Releasing a statement Wednesday following the conclusion of the Fourth Post-Program Monitoring (PPM) with Sri Lanka on November 13, the Executive Board of the IMF said the recent economic developments reflect a more challenging external environment as well as a sharpening of macro-financial imbalances that began to emerge late in 2014.
On the plus side, economic growth continued to be fairly strong in 2015, while headline inflation has remained low.
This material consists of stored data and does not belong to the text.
PR #3096, opened 2025-10-29
Add SL16 family lifecycle information

dirkmueller:


dirkmueller:
> CI failures seem to be unrelated to this change.

yeah, it is the azure outage that was affecting half of the github world yesterday

PR #3116, opened 2025-11-04
added service entry for post-build-checks-containers

msmeissn:


src/bci_build/templates.py
```diff
@@ -232,6 +232,9 @@
   </service>
 {%- endfor -%}
 {% endfor %}
+{%-     if image.post_build_checks_containers %}
```
alexandrevicenzi: why there's so much whitespace here?

PR #3130, opened 2025-11-06
Fix .NET image description

alexandrevicenzi:
Align .NET to also use `based_on_container` as the other images.


alexandrevicenzi:
This should fix the reason https://build.suse.de/request/show/393363 was declined.

PR #3181, opened 2025-11-24
cannot use checkout@v4 together with create-pull-request custom token

dirkmueller:
the remote fails with "duplicate authentication header" then. we probably have to find a better solution for this..


dirkmueller:
7.0.9 works again. so we just need to update the permissions.

PR #3184, opened 2025-11-24
Add post-build-checks-containers for Busybox

alexandrevicenzi:
It is also required for AppCo.


dirkmueller (approved):
let's hope the build failure is a fluke

PR #3198, opened 2025-11-27

bci-pushman:


dirkmueller:
/vc packages=helm-image update for 4.0
Failed to update the changelog, see the [workflow run](https://github.com/SUSE/BCI-dockerfile-generator/actions/runs/19735510089) for further details.

PR #3264, opened 2025-12-18

bci-pushman:


alexandrevicenzi:
The build is failing for x86 on TW, it still picks up 4.22, while on aarch64 it works. Don't understand why, because 4.23 is in Factory. It might not be in the Snapshot yet.

Since the project repos take x86 from Snapshot and other architectures from their respective project, there is a chance for divergence in this case.

dirkmueller:
given that the same containers are dropped, the build failure does not matter anymore.

PR #3331, opened 2026-01-08
Add non-base containers for 16.1

dirkmueller:


src/bci_build/package/appcontainers.py
```diff
@@ -211,7 +211,11 @@ def _generate_prometheus_family_healthcheck(port: int) -> str:
         exposes_ports=[TCP(_ALERTMANAGER_PORT)],
         custom_end=_generate_prometheus_family_healthcheck(_ALERTMANAGER_PORT),
     )
-    for os_version in {v for v in ALL_NONBASE_OS_VERSIONS if v != OsVersion.SL16_0}
+    for os_version in {
```
alexandrevicenzi: nit: this tiny bit of code is in many places, it could become a variable or function somewhere, but I dont have any good suggestions for what to call it.

dirkmueller: I agree. I was thinking about something like `ALL_NONSLFO_NONBASE_OS_VERSIONS` but I found the double negations a bit too much. 

maybe we use simply `(OsVersion.SP7, OsVersion.Tumbleweed)` instead. I'll update this.

Issue #269, opened 2018-09-04
Write text


Davidiasdesousa:
How i can write text with break line.

xuri:
Thanks for your issue, reference issue #69 (set multiline texts to cells support), #100 and #172. I have added this feature request to the Roadmap.

xuri:
I close this and merge it into issue #172 is still discussing this problem.

xuri:
Hi @Davidiasdesousa, sorry for my late reply. I have added rich text support for this lib, now you set cell with rich text by the [`SetCellRichText`](https://github.com/360EntSecGroup-Skylar/excelize/blob/66d0272f6af59b5f0c97a304379a795420a43e8b/cell.go#L460) function.

Issue #69, opened 2017-06-29
There is a little bug when writing multiline texts to cells.


zzc-tongji:
**Test Code**

```go
package main

import (
	"fmt"

	"github.com/Luxurioust/excelize"
)

func main() {
	// read
	xlsx, err := excelize.OpenFile("test-before.xlsx")
	if err != nil {
		fmt.Printf("%s\n", err.Error())
		return
	}
	table := xlsx.GetRows("sheet1")
	fmt.Printf("\n")
	fmt.Printf("Before:\n")
	for i := 0; i < len(table); i++ {
		for j := 0; j < len(table[0]); j++ {
			fmt.Printf("%s ", table[i][j])
		}
		fmt.Printf("\n")
	}
	// change
	xlsx.SetCellValue("sheet1", "A2", "A2\nExample 2")
	xlsx.SetCellValue("sheet1", "B2", "A2\n例子2")
	// write
	xlsx.SaveAs("test-after.xlsx")
	// read again
	xlsx, err = excelize.OpenFile("test-after.xlsx")
	if err != nil {
		fmt.Printf("%s\n", err.Error())
		return
	}
	table = xlsx.GetRows("sheet1")
	fmt.Printf("\n")
	fmt.Printf("After:\n")
	for i := 0; i < len(table); i++ {
		for j := 0; j < len(table[0]); j++ {
			fmt.Printf("%s ", table[i][j])
		}
		fmt.Printf("\n")
	}
	fmt.Printf("\n")
}
```

**Test File**

[test-before.xlsx](https://github.com/Luxurioust/excelize/files/1110550/test-before.xlsx)
![test-before](https://user-images.githubusercontent.com/20331014/27666036-8e32ad26-5ca3-11e7-9e0d-89f3a04f83ea.png)

[test-after.xlsx](https://github.com/Luxurioust/excelize/files/1110551/test-after.xlsx)
![test-after](https://user-images.githubusercontent.com/20331014/27666038-9739d0e8-5ca3-11e7-94af-e5651a27baa5.png)

**Test Environment**

- golang 1.8 darwin/amd64
- Microsoft Excel 2016 for Mac

**Problem**

It seems like excelize can parse multiline texts in cells (with '\n' in the middle). However, multiline texts written by excelize could not be displayed correctly by Microsoft Excel, though they can be parsed correctly by excelize again.

zzc-tongji:
I got it.

[...]

PR #976, opened 2021-07-28
Preserve whitespace in cells

Arnie97:
# PR Details

## Description
This patch backports the more reasonable whitespace detection condition from `SetCellRichText()` to `setSharedString()`.

## Related Issue
#69, #269

## Motivation and Context

A relevant formatting fix was first introduced in `setSharedString()` in dc012645. Unfortunately, a strict condition was applied, so the patch only fixed formatting for the cells with prefix and trailing spaces, not the ones with line ending characters:

```go
t := xlsxT{Val: val}
// Leading and ending space(s) character detection.
if len(val) > 0 && (val[0] == 32 || val[len(val)-1] == 32) {
	ns := xml.Attr{
		Name:  xml.Name{Space: NameSpaceXML, Local: "space"},
		Value: "preserve",
	}
	t.Space = ns
}
```

## How Has This Been Tested

* Microsoft Office 365 for Mac, 16.49 (21050901)
* Microsoft Office 2019 Professional Plus for Windows, 2105 (Build 14026.20302)
* Microsoft Office 2013 Professional Plus for Windows, 15.0.4919.1002

## Types of changes

## Checklist

### DIFF
--- a/cell.go
+++ b/cell.go
@@ -308,14 +308,14 @@ func (f *File) setSharedString(val string) int {
 	sst.Count++
 	sst.UniqueCount++
 	val = bstrMarshal(val)
-	t := xlsxT{Val: val}
-	// Leading and ending space(s) character detection.
-	if len(val) > 0 && (val[0] == 32 || val[len(val)-1] == 32) {
-		ns := xml.Attr{
+	t := xlsxT{
+		Val: val,
+	}
+	if strings.ContainsAny(val, "\r\n ") {
+		t.Space = xml.Attr{
 			Name:  xml.Name{Space: NameSpaceXML, Local: "space"},
 			Value: "preserve",
 		}
-		t.Space = ns
 	}
 	sst.SI = append(sst.SI, xlsxSI{T: &t})
 	f.sharedStringsMap[val] = sst.UniqueCount - 1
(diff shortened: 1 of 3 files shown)


xuri:
Thanks for your PR. I have added the maximum character limit and escaped string literal conversion based on your PR, and only check prefix and suffix characters instead of  `strings.ContainsAny` will get better performance. This patch will be released in the next version.

Arnie97:
I noticed that `strings.ContainsAny()` have visible impact on performance, but unfortunately...

1. The new patch did not fix the issue.  As clarified in #69, I would expect `"first line\nsecond line"` to be displayed correctly.  I'm still looking for better implementations that keeps the *`O(1)`* time complexity for a single cell though.
2. A much more critical factor is affecting the performance of `SetCellRichText()`, and that was my original motivation for this pull request. I've opened a separate issue for further discussions.

xuri:
Note that don't forget to set the wrap text style for the cell with multi-line cell, for example

```go
f := excelize.NewFile()
styleID, err := f.NewStyle(&excelize.Style{Alignment: &excelize.Alignment{WrapText: true}})
if err != nil {
    fmt.Println(err)
}
if err := f.SetCellStyle("Sheet1", "A1", "A1", styleID); err != nil {
    fmt.Println(err)
}
if err := f.SetCellValue("Sheet1", "A1", "first line\nsecond line"); err != nil {
    fmt.Println(err)
}
```

Arnie97:
Yes, you're right.  I've found that the `WrapText: true` style was later overwritten with another custom style in my code. Apologize for the misleading reply.

PR #1023, opened 2021-09-22
passing excelize.File by value 

source-transformer:
# PR Details

## Description

passing excelize.File by value will result in the caller getting shared-string-table index returned from the cell being queried (when setting strings in cells). Effectively a new instance of the shared strings table will be created.

## Motivation and Context

You can't pass excelize.File by value and update cells containing strings

## How Has This Been Tested

Added unit test to show how the behavior is now correct

## Types of changes

- [x ] Bug fix (non-breaking change which fixes an issue)

## Checklist

- [x ] My code follows the code style of this project.
- [ x] I have read the **CONTRIBUTING** document.
- [ x] I have added tests to cover my changes.
- [ x] All new and existing tests passed.

### DIFF
--- a/file.go
+++ b/file.go
@@ -52,6 +52,10 @@ func NewFile() *File {
 	ws, _ := f.workSheetReader("Sheet1")
 	f.Sheet.Store("xl/worksheets/sheet1.xml", ws)
 	f.Theme = f.themeReader()
+
+	f.SharedStrings = &xlsxSST{}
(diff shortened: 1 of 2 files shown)


xuri:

The external current account deficit is projected to narrow moderately in 2015 due largely to lower oil prices, and private sector credit growth has picked up sharply in 2015.
However, deterioration in the overall balance of payments, the loss of Central Bank foreign exchange reserves, the weak state of public finances, and growing public debt are reasons for concern, the IMF assessed.
“Despite continued access to international debt markets, these trends suggest that financial risks for Sri Lanka have increased,” the Executive Board noted.
The global lender suggested that, to mitigate these risks, the authorities should take appropriate corrective actions to safeguard macroeconomic stability and lay the foundation for durable and inclusive growth.
“Improvements in the business climate, reform of state owned enterprises, and a more open trade regime are key to boosting competitiveness and growth.”
In view of high public debt, fiscal developments this year pose a risk to the economy and call for ambitious measures in the 2016 budget to put Sri Lanka’s fiscal position on a more sustainable footing, the Board said.
Pointing out that Sri Lanka has a very low tax-to-GDP ratio, the IMF Executive Board said the high levels of current expenditure constrain needed development spending, limit policy space, and threaten debt sustainability.
“Therefore, a comprehensive reform of tax policy and administration, and a prompt resumption of fiscal consolidation supported by increased revenues should be a key policy priority,” the Board recommended.
Although the financial sector remains relatively stable, and the authorities are taking measures to tackle remaining vulnerabilities in the nonbank financial sector, there is the need for continued progress in consolidated bank supervision and in developing a more robust stress testing framework, the IMF emphasised.